PR #1584, opened 2025-11-28
harpy flight re-rebalance

ShadowDeath6:
## About The Pull Request

increases flight spell cast time and gives it a telegraph message, decreases time to move z-levels
also increases time taken to move up/down as well as stamina cost if you're holding someone

## Testing Evidence

https://github.com/user-attachments/assets/919adda7-714b-4223-95f5-46575d76d85e

## Why It's Good For The Game

a more elegant (in my opinion) way to balance harpies for combat without making their main gimmick feel awful to use

### DIFF
--- a/code/datums/keybinding/mob.dm
+++ b/code/datums/keybinding/mob.dm
@@ -202,10 +202,10 @@
 				var/athletics_skill = max(C.get_skill_level(/datum/skill/misc/athletics), SKILL_LEVEL_NOVICE)
 				var/stamina_cost_final = round((10 - athletics_skill), 1)
 				var/mob/living/carbon/human/pulling = C.pulling
-				var/time_taken = 1 SECONDS
+				var/time_taken = 1.5 SECONDS
 				if(ismob(pulling))
 					stamina_cost_final *= 2 //double our stamina cost if we're pulling someone with us
-					time_taken *= 3
+					time_taken *= 2
 				if(do_after(C, time_taken))
 					C.forceMove(turf_above)
 					C.start_pulling(pulling, state = 1, supress_message = TRUE)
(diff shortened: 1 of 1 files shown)


code/modules/surgery/organs/feature_organs/wings.dm
```diff
@@ -117,7 +117,8 @@
 							to_chat(user, span_bloody("I am too energetic to control my flight!</br>AGHH!!"))
 							user.Knockdown(10)
 						else
-							if(do_after(user, 10))
+							user.visible_message(span_notice("[user] prepares to take flight."))
+							if(do_after(user, 3 SECONDS))
```
Ephemeralis:
```suggestion
							if(do_after(user, 1.5 SECONDS))
```

Ephemeralis (changes requested):
Needs to be 1.5s minimum. Why? Vibes.

code/datums/keybinding/mob.dm
```diff
@@ -246,25 +250,29 @@
...
-					var/athletics_skill = max(C.get_skill_level(/datum/skill/misc/athletics), SKILL_LEVEL_NOVICE)
-					var/stamina_cost_final = round((10 - athletics_skill), 1)
-					C.stamina_add(stamina_cost_final)
-					var/mob/living/carbon/human/pulling = C.pulling
-					if(ismob(pulling))
-						C.pulling.forceMove(turf_below)
+				var/athletics_skill = max(C.get_skill_level(/datum/skill/misc/athletics), SKILL_LEVEL_NOVICE)
+				var/stamina_cost_final = round((10 - athletics_skill), 1)
+				var/mob/living/carbon/human/pulling = C.pulling
+				var/time_taken = 1 SECONDS
```
Ephemeralis:
```suggestion
				var/time_taken = 1.5 SECONDS
```

ShadowDeath6:
> 1.5 seconds to shift a z-level is still insanely quick (probably too quick), fwiw.

the point isn't to make it completely unviable to move between z levels, it's to make it so harpies can't just bail out of combat instantly or suplex someone to death from a standing grab

Ephemeralis:
You're identifying a completely different issue, namely the fact that flying takes too much stamina over time. Z-level traversal HAS to be manageably slower on anything that isn't a direct round antagonist. 

I'd be personally amenable to making harpy flight less stamina draining in general to accommodate for the fact that you can't just instantly travel out of the danger zone of every single attack in the game in 3-6 seconds (assuming 2 z-level delta). I have a feeling that the insane drains were originally intended to buoy that sort of power, which they were completely wrong to do, because that power should've never been there in the first place.

zeroisthebiggay:
> Zad Form doesn't consume stamina either, and while I think some stamina consumption would be good, there's something to be said about making things consistent, maybe.

zad form is a power exclusive to just one person and doesn't even have functional hands it's not really fair to compare it to harpies picking people up to chain drop them

PR #1600, opened 2025-11-30
Alchemy Changes - Seperation of Mundane & Magic

Kroto-Ker:
## About The Pull Request

Adds four new medicinal chemicals that require medicine skill to craft. They heal better than strong red, but only one specific injury & they come with side effects.
**Calendugoric** - Rapidly heals brute, but induces nausea & toxin damage.
**Milk of Urtica** - Rapidly heals wounds, but causes blood loss.
**Saluvanum** - Rapidly heals burn, but induces toxin damage.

--------

**What you need to do:** Please return the whole listing, line for line, exactly.

**Result for this task:**
PR #1584, opened 2025-11-28
harpy flight re-rebalance

ShadowDeath6:
## About The Pull Request

increases flight spell cast time and gives it a telegraph message, decreases time to move z-levels
also increases time taken to move up/down as well as stamina cost if you're holding someone

## Testing Evidence

https://github.com/user-attachments/assets/919adda7-714b-4223-95f5-46575d76d85e

## Why It's Good For The Game

a more elegant (in my opinion) way to balance harpies for combat without making their main gimmick feel awful to use

### DIFF
--- a/code/datums/keybinding/mob.dm
+++ b/code/datums/keybinding/mob.dm
@@ -202,10 +202,10 @@
 				var/athletics_skill = max(C.get_skill_level(/datum/skill/misc/athletics), SKILL_LEVEL_NOVICE)
 				var/stamina_cost_final = round((10 - athletics_skill), 1)
 				var/mob/living/carbon/human/pulling = C.pulling
-				var/time_taken = 1 SECONDS
+				var/time_taken = 1.5 SECONDS
 				if(ismob(pulling))
 					stamina_cost_final *= 2 //double our stamina cost if we're pulling someone with us
-					time_taken *= 3
+					time_taken *= 2
 				if(do_after(C, time_taken))
 					C.forceMove(turf_above)
 					C.start_pulling(pulling, state = 1, supress_message = TRUE)
(diff shortened: 1 of 1 files shown)


code/modules/surgery/organs/feature_organs/wings.dm
```diff
@@ -117,7 +117,8 @@
 							to_chat(user, span_bloody("I am too energetic to control my flight!</br>AGHH!!"))
 							user.Knockdown(10)
 						else
-							if(do_after(user, 10))
+							user.visible_message(span_notice("[user] prepares to take flight."))
+							if(do_after(user, 3 SECONDS))
```
Ephemeralis:
```suggestion
							if(do_after(user, 1.5 SECONDS))
```

Ephemeralis (changes requested):
Needs to be 1.5s minimum. Why? Vibes.

code/datums/keybinding/mob.dm
```diff
@@ -246,25 +250,29 @@
...
-					var/athletics_skill = max(C.get_skill_level(/datum/skill/misc/athletics), SKILL_LEVEL_NOVICE)
-					var/stamina_cost_final = round((10 - athletics_skill), 1)
-					C.stamina_add(stamina_cost_final)
-					var/mob/living/carbon/human/pulling = C.pulling
-					if(ismob(pulling))
-						C.pulling.forceMove(turf_below)
+				var/athletics_skill = max(C.get_skill_level(/datum/skill/misc/athletics), SKILL_LEVEL_NOVICE)
+				var/stamina_cost_final = round((10 - athletics_skill), 1)
+				var/mob/living/carbon/human/pulling = C.pulling
+				var/time_taken = 1 SECONDS
```
Ephemeralis:
```suggestion
				var/time_taken = 1.5 SECONDS
```

ShadowDeath6:
> 1.5 seconds to shift a z-level is still insanely quick (probably too quick), fwiw.

the point isn't to make it completely unviable to move between z levels, it's to make it so harpies can't just bail out of combat instantly or suplex someone to death from a standing grab

Ephemeralis:
You're identifying a completely different issue, namely the fact that flying takes too much stamina over time. Z-level traversal HAS to be manageably slower on anything that isn't a direct round antagonist. 

I'd be personally amenable to making harpy flight less stamina draining in general to accommodate for the fact that you can't just instantly travel out of the danger zone of every single attack in the game in 3-6 seconds (assuming 2 z-level delta). I have a feeling that the insane drains were originally intended to buoy that sort of power, which they were completely wrong to do, because that power should've never been there in the first place.

zeroisthebiggay:
> Zad Form doesn't consume stamina either, and while I think some stamina consumption would be good, there's something to be said about making things consistent, maybe.

zad form is a power exclusive to just one person and doesn't even have functional hands it's not really fair to compare it to harpies picking people up to chain drop them

PR #1600, opened 2025-11-30
Alchemy Changes - Seperation of Mundane & Magic

Kroto-Ker:
## About The Pull Request

Adds four new medicinal chemicals that require medicine skill to craft. They heal better than strong red, but only one specific injury & they come with side effects.
**Calendugoric** - Rapidly heals brute, but induces nausea & toxin damage.
**Milk of Urtica** - Rapidly heals wounds, but causes blood loss.
**Saluvanum** - Rapidly heals burn, but induces toxin damage.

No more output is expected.